REPUBLIKA.CO.ID, TEL AVIV -- Menteri Pertahanan Israel Benny Gantz mengatakan, penting untuk mempertahankan kemampuan untuk tujuan defensif dan ofensif. Dia menegaskan kembali penentangan Israel terhadap kesepakatan nuklir yang muncul dengan Iran.
Dalam pertemuan bersama dengan Penasihat Keamanan Nasional Amerika Serikat (AS) Jake Sullivan, dia mengatakan, Israel menentang kesepakatan yang muncul. Meski hingga kini kesepakatan nuklir Teheran belum diselesaikan atau dirilis ke publik.
"Menekankan pentingnya mempertahankan dan memajukan kemampuan operasional untuk tujuan defensif dan ofensif dalam menghadapi program nuklir Iran serta agresi regionalnya,” kata Kementerian Pertahanan mengutip pernyataan Gantz.
Israel sangat menentang upaya kekuatan dunia untuk menghidupkan kembali perjanjian nuklir 2015 atau dikenal dengan Joint Comprehensive Plan of Action (JCPOA). Israel maupun AS tidak mengesampingkan tindakan militer untuk mencegah Iran memperoleh senjata nuklir.
"Ini terlepas dari diskusi seputar kesepakatan," ujar Gantz.
Sebuah pernyataan AS mengatakan, Gantz dan Sullivan tersebut membahas komitmen untuk memastikan Iran tidak pernah memperoleh senjata nuklir. "Kebutuhan untuk melawan ancaman dari Iran dan proksi yang berbasis di Iran," ujarnya.
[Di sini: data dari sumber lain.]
PR #3726, opened 2024-07-31
fix initial_value for computed_var

### LINKED ISSUE #3722: [REF-3453] @rx.var(cache=True) does not get the correct initial value
**Describe the bug**
It seems like the `@rx.var(cache=True)` decorated function doesn't get run when computing the initial state. Changing to `@rx.cached_var` works fine.

**To Reproduce**

```python
import reflex as rx


class State(rx.State):
    @rx.var(cache=True)
    def my_list(self) -> list[int]:
        return [1, 2, 3]


def index() -> rx.Component:
    return rx.container(
        rx.foreach(
            State.my_list,
            lambda item: rx.box(f"Item {item}"),
        ),
        rx.logo(),
    )


app = rx.App()
app.add_page(index)
```

**Expected behavior**
`@rx.cached_var` and `@rx.var(cache=True)` should work the same.

**Screenshots**
image

 - Python Version: 3.11
 - Reflex Version: 0.5.8
 - OS: 
 - Browser (Optional):

<sub>[REF-3453](https://linear.app/reflex-dev/issue/REF-3453/rxvarcache=true-does-not-get-the-correct-initial-value)</sub>

benedikt-bartscher:
Closes #3722

### DIFF
--- a/reflex/vars.py
+++ b/reflex/vars.py
@@ -2482,7 +2482,7 @@ class ComputedVar(Var, property):
 
 def computed_var(
     fget: Callable[[BaseState], Any] | None = None,
-    initial_value: Any | None = None,
+    initial_value: Any | types.Unset = types.Unset(),
     cache: bool = False,
     deps: Optional[List[Union[str, Var]]] = None,
     auto_deps: bool = True,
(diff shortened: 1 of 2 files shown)


masenf (approved):
Thanks for the quick fix 😌

PR #3738, opened 2024-08-03
Use the new state name when setting `is_hydrated` to false

masenf:
This change ensures that `is_hydrated` is reset to `false` when navigating between pages to avoid the "flicker" that shows incorrect data during navigation events.

### DIFF
--- a/reflex/.templates/web/utils/state.js
+++ b/reflex/.templates/web/utils/state.js
@@ -782,7 +782,7 @@ export const useEventLoop = (
   // Route after the initial page hydration.
   useEffect(() => {
     const change_start = () => {
-      const main_state_dispatch = dispatch["state"]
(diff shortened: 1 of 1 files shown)


benedikt-bartscher:
Nice catch, I think I missed this one because of the hidden templates folder.

masenf:
@benedikt-bartscher instead of templating state.js, i think we should just move the "main_state_name" to context.js.jinja2 and import it from state.js

The main reason being that the complexity in state.js is already quite high and moving it to a jinja2 file means we lose intellisense and lenting capability when editing that file.

picklelo (approved):

benedikt-bartscher:
@masenf sounds like a good approach, i will adjust it in #3728

Issue #2155, opened 2023-11-11
[REF-1626] Allow string fomatting in rx.html component


abdullahkhalids:
**Describe the bug**
Currently, the `rx.html` component `src` is not formatted.

**To Reproduce**
Compile this app

```
from rxconfig import config
import reflex as rx

class State(rx.State):
    """The app state."""

    myvar: str = "Blue"


def index() -> rx.Component:
    return rx.fragment(
	rx.heading(
            f"The number is {State.myvar}"
            ), #works as expected
        rx.html(
            f"The number is {State.myvar}"
            ), #doesn't work
    )

app = rx.App()
app.add_page(index)
app.compile()
```

**Expected behavior**
The html format string should be processed correctly.

**Screenshots**

![image](https://uploads.linear.app/9513bc1c-787d-499b-8c86-46952ab7013c/7a9a2074-267c-4f20-9ce8-af35104e748c/9ee098b5-6402-4206-aab7-15c99364d1b1?signature=eyJhbGciOiJIUzI1NiIsInR5cCI6IkpXVCJ9.eyJwYXRoIjoiLzk1MTNiYzFjLTc4N2QtNDk5Yi04Yzg2LTQ2OTUyYWI3MDEzYy83YTlhMjA3NC0yNjdjLTRmMjAtOWNlOC1hZjM1MTA0ZTc0OGMvOWVlMDk4YjUtNjQwMi00MjA2LWFhYjctMTVjOTkzNjRkMWIxIiwiaWF0IjoxNzA0NzI4NjMzLCJleHAiOjE3MDQ4MTUwMzN9.9DUU0skoP2cG6xWUJliLpIacseMRCOxpEBhmz8VVcaE)

**Specifics (please complete the following information):**

* Python Version: 3.10.12
* Reflex Version: 0.3.2
* OS: Debian testing
* Browser (Optional):

<sub>From [SyncLinear.com](https://synclinear.com) | [REF-1626](https://linear.app/reflex-dev/issue/REF-1626/allow-string-fomatting-in-rxhtml-component)</sub>

masenf:
potentially fixed by #2149

ipcloudlive:
I am using multiline text like this
```
return rx.html(
"""
<h1> Hello {State.text1}</h1>
<h1> Bye {State.text2}</h1>
""")
```

masenf:
Thanks for the update, will investigate.

adhami3310:
This is fixed with the new immutable var system.

PR #3743, opened 2024-08-05
fully migrate vars into new system

adhami3310:
By the end of this PR, creating `Var` or `BaseVar` would be deprecated in favor of `ImmutableVar`.


masenf (commented):
review checkpoint

reflex/ivars/number.py
```diff
@@ -1065,9 +1022,7 @@ def _cached_var_name(self) -> str:
         Returns:
             The name of the var.
         """
-        first_value = self.a if isinstance(self.a, Var) else LiteralVar.create(self.a)
-        second_value = self.b if isinstance(self.b, Var) else LiteralVar.create(self.b)
-        return f"({str(first_value)} != {str(second_value)})"
+        return f"({str(self._lhs)} != {str(self._rhs)})"
```
masenf, line 1025:
```suggestion
        return f"({str(self._lhs)} !== {str(self._rhs)})"
```

reflex/ivars/number.py
```diff
@@ -1399,26 +1383,100 @@ class ToBooleanVarOperation(BooleanVar):
...
         )
-        object.__setattr__(self, "_original_value", _original_value)
+
+
+@dataclasses.dataclass(
+    eq=False,
+    frozen=True,
+    **{"slots": True} if sys.version_info >= (3, 10) else {},
+)
+class TernaryOperator(ImmutableVar):
```
masenf, line 1465: i think this should be in `base.py` or a separate module. doesn't seem like it fits with the other `number.py` types because it fundamentally is not a number but the type if either `_if_true` or `_if_false`

reflex/components/core/banner.py
```diff
@@ -19,50 +18,45 @@
...
-    _var_is_string=False,
+has_too_many_connection_errors: Var = ImmutableVar.create_safe(
+    value="(connectErrors.length >= 2)",
     _var_data=connect_error_var_data,
-).to(bool)
+).to(BooleanVar)
 
 
-class WebsocketTargetURL(Bare):
+class WebsocketTargetURL:
```
masenf, line 59: can probably be a subclass of ImmutableVar now

and `add_imports` can be removed in favor of the included VarData with the necessary imports

reflex/components/core/match.py
```diff
@@ -117,17 +120,12 @@ def _create_case_var_with_var_data(cls, case_element):
...
         """
-        _var_data = case_element._var_data if isinstance(case_element, Style) else None  # type: ignore
-        case_element = Var.create(
-            case_element,
-            _var_is_string=isinstance(case_element, (str, Color)),
-        )
-        if _var_data is not None:
-            case_element._var_data = VarData.merge(case_element._var_data, _var_data)  # type: ignore
+        _var_data = case_element._var_data if isinstance(case_element, Style) else None
+        case_element = LiteralVar.create(case_element, _var_data=_var_data)
```
masenf, line 124: what happens here when `case_element` is already a `Var`?

reflex/components/core/match.py
```diff
@@ -230,28 +228,22 @@ def _create_match_cond_var_or_component(
...
 
-        # match cases and default should all be Vars at this point.
-        # Retrieve var data of every var in the match cases and default.
-        var_data = [
-            *[el._var_data for case in match_cases for el in case],
-            default._var_data,  # type: ignore
-        ]
-
-        return match_cond_var._replace(
+        return ImmutableVar(
```
masenf, line 235: created https://linear.app/reflex-dev/issue/REF-3532/create-matchvar-to-handle-rxmatch to eventually replace `format_match` with an actual Var

reflex/components/datadisplay/code.py
```diff
@@ -505,16 +523,11 @@ def _render(self):
...
                 format.to_camel_case(f"{predicate}{qmark}{value.replace('`', '')}"),
-                _var_is_local=False,
-                _var_is_string=False,
-            )
-        ).remove_props("theme", "code")
-        if self.code is not None:
-            out.special_props.add(
-                Var.create_safe(f"children={str(self.code)}", _var_is_string=False)
             )
+        ).remove_props("theme", "code").add_props(children=self.code)
```
masenf, line 529: overall much nicer!

is is possible to get rid of the `format.to_camel_case(f"{predicate}{qmark}{value.replace('`', '')}")` and just use `self.theme` directly?

reflex/components/next/image.py
```diff
@@ -104,6 +105,6 @@ def check_prop_type(prop_name, prop_value):
 
         src = props.get("src", None)
         if src is not None and not isinstance(src, (Var)):
-            props["src"] = Var.create(value=src, _var_is_string=True)
+            props["src"] = LiteralVar.create(src)
```
masenf, line 108: another place where it seems like this would just be handled by `Component.__init__`

masenf (commented):
Review checkpoint 😁

reflex/ivars/base.py
```diff
@@ -0,0 +1,1736 @@
...
+            **kwargs,
+        )
+
+    return wrapper
+
+
+# Partial function of computed_var with cache=True
+cached_var = functools.partial(
+    immutable_computed_var, cache=True, _deprecated_cached_var=True
+)
```
masenf, line 1736: we can get rid of this and the `_deprecated_cached_var` parameter, since this change will go into 0.6.0 and `@rx.cached_var` is slated for removal in 0.6.0

reflex/ivars/object.py
```diff
@@ -22,18 +22,19 @@
...
-from reflex.experimental.vars.number import NumberVar
-from reflex.experimental.vars.sequence import ArrayVar, StringVar
-from reflex.utils.exceptions import VarAttributeError
-from reflex.utils.types import GenericType, get_attribute_access_type
-from reflex.vars import ImmutableVarData, Var, VarData
+from .number import BooleanVar, NumberVar
+from .sequence import ArrayVar, StringVar
 
-OBJECT_TYPE = TypeVar("OBJECT_TYPE")
+OBJECT_TYPE = TypeVar("OBJECT_TYPE", bound=Dict)
```
masenf, line 37: do we want `Dict` here or `Mapping`?

reflex/ivars/object.py
```diff
@@ -488,89 +468,144 @@ def _get_all_var_data(self) -> ImmutableVarData | None:
...
+
     @cached_property
     def _cached_var_name(self) -> str:
         """The name of the operation.
 
         Returns:
             The name of the operation.
         """
-        return f"Object.values({self.value._var_name})"
+        return f"Object.values({self._value._var_name})"
```
masenf, line 551:
```suggestion
        return f"Object.values({str(self._value)})"
```
might be better to rely on `__str__` like in ObjectKeysOperation

reflex/ivars/object.py
```diff
@@ -488,89 +468,144 @@ def _get_all_var_data(self) -> ImmutableVarData | None:
...
+
     @cached_property
     def _cached_var_name(self) -> str:
         """The name of the operation.
 
         Returns:
             The name of the operation.
         """
-        return f"Object.entries({self.value._var_name})"
+        return f"Object.entries({self._value._var_name})"
```
masenf, line 586: same here, prefer `str(self._value)` unless i'm missing something about why this needs to be different here

reflex/ivars/object.py
```diff
@@ -581,30 +616,103 @@ def _cached_var_name(self) -> str:
...
+    )
+
+    @cached_property
+    def _cached_var_name(self) -> str:
+        """The name of the operation.
+
+        Returns:
+            The name of the operation.
+        """
+        return f"Object.assign({self._lhs._var_name}, {self._rhs._var_name})"
```
masenf, line 633: seems unsafe to mutate `self._lhs`, is there a reason to not use the object spread syntax?

```
return f"{{...{str(self._lhs)}, ...{str(self._rhs)}}}
```

reflex/ivars/sequence.py
```diff
@@ -69,29 +71,29 @@ def __radd__(self, other: StringVar | str) -> ConcatVarOperation:
...
         Returns:
-            The string concatenation operation.
+            StringVar: The resulting sequence after multiplication.
         """
-        return ConcatVarOperation(*[self for _ in range(other)])
+        return (self.split() * other).join()
 
-    def __rmul__(self, other: int) -> ConcatVarOperation:
-        """Concatenate two strings.
+    def __rmul__(self, other: NumberVar | int) -> StringVar:
```
masenf, line 87:
```python
__rmul__ = __mul__
```

can we just alias it?

reflex/vars.py
```diff
@@ -857,6 +902,7 @@ def __getitem__(self, i: Any) -> Var:
         Raises:
             VarTypeError: If the var is not indexable.
         """
+        print(repr(self))
```
masenf, line 905: ❌

masenf (commented):
Review checkpoint

I'm almost through it all, just need to look through the test changes

tests/components/core/test_cond.py
```diff
@@ -57,15 +58,23 @@ def test_validate_cond(cond_state: BaseState):
 
     [true_value_text] = true_value["children"]
     assert true_value_text["name"] == "RadixThemesText"
-    assert true_value_text["children"][0]["contents"] == "{`cond is True`}"
+    assert true_value_text["children"][0]["contents"] in (
+        "{`cond is True`}",
+        '{"cond is True"}',
+        "{'cond is True'}",
```
masenf, line 64: is the test non-deterministic? seems like it would only ever be one of these right?

tests/components/core/test_html.py
```diff
@@ -15,8 +15,8 @@ def test_html_many_children():
 
 def test_html_create():
     html = Html.create("<p>Hello !</p>")
```
masenf, line 17: lets add another test case that passes an f-string to `Html.create` to hit https://github.com/reflex-dev/reflex/issues/2155

masenf (commented):
review complete. ping me when you're ready for re-review

reflex/ivars/number.py
adhami3310: the reason i put it there in the first places because the condition is of `BooleanVar` type which is in the same file

reflex/components/core/match.py
adhami3310: it gets returned as is

reflex/ivars/base.py
```diff
@@ -0,0 +1,1736 @@
...
+                except ValueError:
+                    console.debug(
+                        f"{type(state).__name__}.{self._var_name}: Failed conversion of {value} to '{self._var_type.__name__}'. Value not set.",
+                    )
+            else:
+                setattr(state, actual_name, value)
+
+        setter.__qualname__ = self.get_setter_name()
+
+        return setter
```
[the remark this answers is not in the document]
adhami3310: The issue lies in inheritance. We would need to subclass all Var variants or do something similarly ugly.

reflex/ivars/base.py
```diff
@@ -0,0 +1,1736 @@
...
+
+
+OUTPUT = TypeVar("OUTPUT", bound=ImmutableVar)
+
+
+class LiteralVar(ImmutableVar):
+    """Base class for immutable literal vars."""
+
+    @classmethod
+    def create(
```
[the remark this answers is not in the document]
adhami3310: We can simply call serialize on the value if the known types don't resolve, and then recall LiteralVar on that.

reflex/ivars/object.py
adhami3310: unsure, it's your call

masenf (approved):

PR #3749, opened 2024-08-06
fix import clash between connectionToaster and hooks.useState

### LINKED ISSUE #3604: [REF-3219] use hooks.useState will raise: ValueError: Can not compile, the tag useState is used multiple time from react and react
**Describe the bug**
use `hooks.useState`, will raise: ValueError: Can not compile, the tag useState is used multiple time from react and react

`hooks._compose_react_imports` function, create ImportVar object with `install=False`; and in banner.py, `ConnectionToaster.add_hooks` create ImportVar object with `install=True`; 

these will make `compler.validate_imports` raise ValueError.

<sub>[REF-3219](https://linear.app/reflex-dev/issue/REF-3219/use-hooksusestate-will-raise-valueerror-can-not-compile-the-tag)</sub>

Lendemor:
closes #3604

### DIFF
--- a/reflex/components/core/banner.py
+++ b/reflex/components/core/banner.py
@@ -141,7 +141,7 @@ useEffect(() => {{
             _var_is_string=False,
         )
         imports: ImportDict = {
-            "react": ["useEffect", ImportVar(tag="useState", install=False)],
+            "react": ["useEffect", "useState"],
             **target_url._get_imports(),  # type: ignore
         }
         hook._var_data = VarData.merge(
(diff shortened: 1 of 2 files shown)


picklelo (approved):

masenf (commented):
i think it would be better to change `hooks.useState` to not specify `install=False`, since `react` is never installed, it's less likely to clash with other places/3rd party packages that need `useState`, including `rx._x.client_state`

picklelo (approved):

PR #3753, opened 2024-08-07
removed posthog secret

itsmeadarsh2008:
### All Submissions:

### Type of change

**Dear maintainer(s), you have leaked a posthog secret in the source code. I have replaced it with os.getenv. Please edit my code if it's incorrect.**

### DIFF
--- a/benchmarks/utils.py
+++ b/benchmarks/utils.py
@@ -60,7 +60,7 @@ def send_data_to_posthog(event, properties):
         HTTPError: When there is an error sending data to PostHog.
     """
     event_data = {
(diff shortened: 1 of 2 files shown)


Lendemor:
This is a public key that is needed to send the data for the telemetry.

Your fix would make it not work out of the box.

Since we want telemetry to work on any basic install (unless turned off by user) then we need to have the key part of the installable package.

itsmeadarsh2008:
> This is an API key that is needed to send the data for the telemetry.
> 
> Your fix would make it not work out of the box.
> 
> Since we want telemetry to work on any basic install (unless turned off by user) then we need to have the key part of the installable package.

So, it's not dangerous to keep the secret public?

PR #4933, opened 2025-03-10
use noopener for window.open

adhami3310:
resolves such code from printing the same client token after being redirected in a new tab
```py
import reflex as rx


class State(rx.State):
    @rx.event
    def what_is_my_token(self):
        print(self.router.session.client_token)


def index() -> rx.Component:
    return rx.vstack(
        rx.button("What is my token?", on_click=State.what_is_my_token),
        rx.button("Redirect to /", on_click=rx.redirect("/", is_external=True)),
    )


app = rx.App()
app.add_page(index)
```

### DIFF
--- a/reflex/.templates/web/utils/state.js
+++ b/reflex/.templates/web/utils/state.js
@@ -179,7 +179,7 @@ export const applyEvent = async (event, socket) => {
   // Handle special events
   if (event.name == "_redirect") {
     if (event.payload.external) {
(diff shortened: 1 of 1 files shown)


adhami3310:
i swear whenever i touch a JS file we get new formatting changes, we should at some point add prettier to our precommit, but i don't want to

Alek99 (approved):

PR #4941, opened 2025-03-11
prettier

adhami3310:


masenf (commented):
plz add it to pre-commit so we don't regress

masenf (approved):

PR #4944, opened 2025-03-11
update pyproject.toml

adhami3310:


masenf:
this would probably be a good time to do the `poetry-dynamic-versioning` as well, we have an example now on the flexdown and enterprise repos

masenf (approved):
good cleanup

PR #4953, opened 2025-03-12
Disconnect old websockets

masenf:
Disconnect websockets more aggressively
* page beforeunload and unload
* ~when a new event comes in for the same token with a different sid~ (removed in this PR)

### DIFF
--- a/reflex/.templates/web/utils/state.js
+++ b/reflex/.templates/web/utils/state.js
@@ -446,6 +446,13 @@ export const connect = async (
     }
   }
 
+  const disconnectTrigger = (event) => {
+    if (socket.current?.connected) {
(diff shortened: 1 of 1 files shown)


Lendemor:
Related to #4607 I think.

Disconnecting on new sid for same token means the original page will get disconnected?

masenf:
> Disconnecting on new sid for same token means the original page will get disconnected?

yes; this is intended to handle the case where page is refreshed (in an iframe) or hot reloaded and ends up with a new websocket, but never closes out the old one.

that said, i think the frontend logic might be good enough, and i wasn't actually able to hit that log message during actual testing.

adhami3310 (approved):

PR #4982, opened 2025-03-18
add libsass to the dev deps

adhami3310:


masenf (dismissed):

tests/units/compiler/test_compiler.py
```diff
@@ -145,12 +147,12 @@ def test_compile_stylesheets(tmp_path: Path, mocker):
...
 def test_compile_stylesheets_scss_sass(tmp_path: Path, mocker):
-    try:
-        import sass  # noqa: F401
-    except ImportError:
+    if importlib.util.find_spec("sass") is None:
         pytest.skip(
             'The `libsass` package is required to compile sass/scss stylesheet files. Run `pip install "libsass>=0.23.0"`.'
         )
+    if os.name == "nt":
+        pytest.skip("Skipping test on Windows")
```
masenf, line 155: the typical way to do conditional skips is with the `skipif` mark: https://docs.pytest.org/en/stable/how-to/skipping.html#skip-all-test-functions-of-a-class-or-module

```python
@pytest.mark.skipif(sys.platform == "win32", reason="does not run on windows")
```

masenf (approved):

tests/units/compiler/test_compiler.py
adhami3310: sounds good, i will get it in a later cleanup

PR #4923, opened 2025-03-07
Generate sitemap for dynamic deploy url

bhatia2akshit:
### All Submissions:

- [ ] Have you followed the guidelines stated in [CONTRIBUTING.md](https://github.com/reflex-dev/reflex/blob/main/CONTRIBUTING.md) file?
- [ ] Have you checked to ensure there aren't any other open [Pull Requests](https://github.com/reflex-dev/reflex/pulls ) for the desired changed?

### Type of change

Please delete options that are not relevant.

- [ ] Bug fix (non-breaking change which fixes an issue)
- [ ] New feature (non-breaking change which adds functionality)
- [ ] Breaking change (fix or feature that would cause existing functionality to not work as expected)
- [ ] This change requires a documentation update

### New Feature Submission:

- [ ] Does your submission pass the tests? 
- [ ] Have you linted your code locally prior to submission?

### Changes To Core Features:

- [ ] Have you added an explanation of what your changes do and why you'd like us to include them?
- [ ] Have you written new tests for your core changes, as applicable?
- [ ] Have you successfully ran tests with your changes locally?

### **After** these steps, you're ready to open a pull request.

    a. Give a descriptive title to your PR.

    b. Describe your changes.

    c. Put `closes #XXXX` in your comment to auto-close the issue that your PR fixes (if such).

PR #4984, opened 2025-03-18
remix over next

adhami3310:
almost, usable, but needs to port 404, figure out titles and such, make sure events aren't broken, and bring back sitemap, among other things

### DIFF
--- a/reflex/.templates/jinja/web/package.json.jinja2
+++ b/reflex/.templates/jinja/web/package.json.jinja2
@@ -1,5 +1,6 @@
 {
   "name": "reflex",
+  "type": "module",
   "scripts": {
     "dev": "{{ scripts.dev }}",
     "export": "{{ scripts.export }}",
--- a/reflex/.templates/jinja/web/pages/_app.js.jinja2
+++ b/reflex/.templates/jinja/web/pages/_app.js.jinja2
@@ -6,8 +6,9 @@ import '$/styles/styles.css'
 {% endblock %}
 
 {% block declaration %}
-import { EventLoopProvider, StateProvider, defaultColorMode } from "$/utils/context.js";
-import { ThemeProvider } from 'next-themes'
+import { EventLoopProvider, StateProvider, defaultColorMode } from "$/utils/context";
+import { ThemeProvider } from '$/utils/react-theme';
+import { Outlet, Scripts, ScrollRestoration } from 'react-router';
 {% for library_alias, library_path in  window_libraries %}
 import * as {{library_alias}} from "{{library_path}}";
 {% endfor %}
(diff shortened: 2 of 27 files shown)


Alek99:
:)

masenf (commented):
still a lot more to go on this, but i like the direction.

- [x] internal nav without breaking websocket
- [ ] support dynamic routes (and hopefully translate existing syntax)
- [ ] pre-render HTML and use hydrateRoot

In the future it would also be awesome to expose an interface for devs to specify additional dynamic routes that should be pre-rendered.

Some grunt work to get the tests passing, but i think we should try to keep this branch up to date with `main` and try to move over as soon as its stable and has feature parity.

It would be nice if things were implemented in a way that would allow us to support both, but that kind of refactoring work is probably not something we can prioritize over the wins from simplifying and shrinking our frontend stack, so probably makes sense to just move fast at this point and hard cut away from next.

adhami3310:
> internal nav without breaking websocket
> support dynamic routes (and hopefully translate existing syntax)

i was a bit stuck on these two, the code for them was very tied to nextjs way of doing things, so help there is appreciated

> pre-render HTML and use hydrateRoot

we do have an SSR option but i don't know how much it does

there are also other things:

- [x] titles/meta tags aren't working quite the same in nextjs
- [x] sitemap needs to be restored (#4923 should handle this)
- [x] dynamic rendering needs to be moved off of nextjs syntax

adhami3310:
Here's the current checklist:

- [x] implement sitemap functionality
- [ ] fix the two integration tests for event actions and event chains
- [x] verify things like dynamic routes are largely working (we currently only support [arg], not the other things like catchall)

masenf (commented):
in dev mode, this file is served publicly as `/reflex.json`, and it probably shares too much information.

```
export const version = "0.8.0.dev1";
export const project_hash = 7.572570981449851e+37;
export const last_version_check_datetime = "2025-06-10 22:01:20.356475";
export const last_reflex_run_datetime = "2025-06-10 22:01:23.733495";
export default {
  version,
  project_hash,
  last_version_check_datetime,
  last_reflex_run_datetime,
};
```

adhami3310:
> and it probably shares too much information

isn't that already happening? state.js imports it so it has to get it (in dev and prod, but in prod it prob gets a tad but more bundled)

masenf:
reflex-chakra no longer working

```
  File "/Users/masenf/code/reflex-dev/reflex/.venv/lib/python3.13/site-packages/reflex_chakra/components/navigation/breadcrumb.py", line 4, in <module>
    from reflex_chakra.components.navigation.link import Link
  File "/Users/masenf/code/reflex-dev/reflex/.venv/lib/python3.13/site-packages/reflex_chakra/components/navigation/link.py", line 5, in <module>
    from reflex.components.next.link import NextLink
ModuleNotFoundError: No module named 'reflex.components.next.link'
```

masenf (approved):
🤩 🔥 🚀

Israel secara luas diyakini telah memperoleh senjata nuklir beberapa dekade yang lalu tetapi tidak pernah mengakui memilikinya. Sedangkan Iran menegaskan program nuklirnya murni untuk tujuan damai.
Para ahli mengataka, Iran telah memperkaya uranium yang cukup hingga kemurnian 60 persen, langkah teknis yang mendekati tingkat senjata 90 persen. Namun, Iran masih perlu merancang bom dan sistem pengiriman, yang kemungkinan akan memakan waktu berbulan-bulan.